** Opening AVAILABLE RECORDS block **

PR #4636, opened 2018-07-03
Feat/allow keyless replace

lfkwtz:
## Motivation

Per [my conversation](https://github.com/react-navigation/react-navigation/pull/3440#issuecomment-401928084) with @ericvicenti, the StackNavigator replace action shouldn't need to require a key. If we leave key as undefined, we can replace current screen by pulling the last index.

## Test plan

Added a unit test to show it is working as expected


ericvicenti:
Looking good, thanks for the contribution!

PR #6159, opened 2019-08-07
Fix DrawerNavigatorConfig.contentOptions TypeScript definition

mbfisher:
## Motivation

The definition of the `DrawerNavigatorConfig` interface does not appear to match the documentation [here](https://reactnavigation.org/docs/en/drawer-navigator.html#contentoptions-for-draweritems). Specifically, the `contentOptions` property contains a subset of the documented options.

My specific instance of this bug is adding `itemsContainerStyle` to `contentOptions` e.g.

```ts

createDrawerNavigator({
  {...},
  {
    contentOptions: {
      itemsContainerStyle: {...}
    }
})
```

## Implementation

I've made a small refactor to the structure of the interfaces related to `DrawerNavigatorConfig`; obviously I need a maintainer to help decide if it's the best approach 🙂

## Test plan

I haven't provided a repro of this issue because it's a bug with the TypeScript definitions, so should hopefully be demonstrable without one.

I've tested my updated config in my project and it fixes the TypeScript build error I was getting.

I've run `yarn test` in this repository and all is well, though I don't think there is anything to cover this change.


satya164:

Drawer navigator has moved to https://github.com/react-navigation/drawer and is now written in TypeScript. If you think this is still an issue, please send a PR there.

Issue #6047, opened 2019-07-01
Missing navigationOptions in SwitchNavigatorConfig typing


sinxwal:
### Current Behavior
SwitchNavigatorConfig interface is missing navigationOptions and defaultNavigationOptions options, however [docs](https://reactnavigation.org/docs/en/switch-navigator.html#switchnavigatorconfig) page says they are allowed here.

** Closing AVAILABLE RECORDS block **

Take each line of the material that contains the word "reactnavigation" and list it.

The definition of the `DrawerNavigatorConfig` interface does not appear to match the documentation [here](https://reactnavigation.org/docs/en/drawer-navigator.html#contentoptions-for-draweritems). Specifically, the `contentOptions` property contains a subset of the documented options.
SwitchNavigatorConfig interface is missing navigationOptions and defaultNavigationOptions options, however [docs](https://reactnavigation.org/docs/en/switch-navigator.html#switchnavigatorconfig) page says they are allowed here.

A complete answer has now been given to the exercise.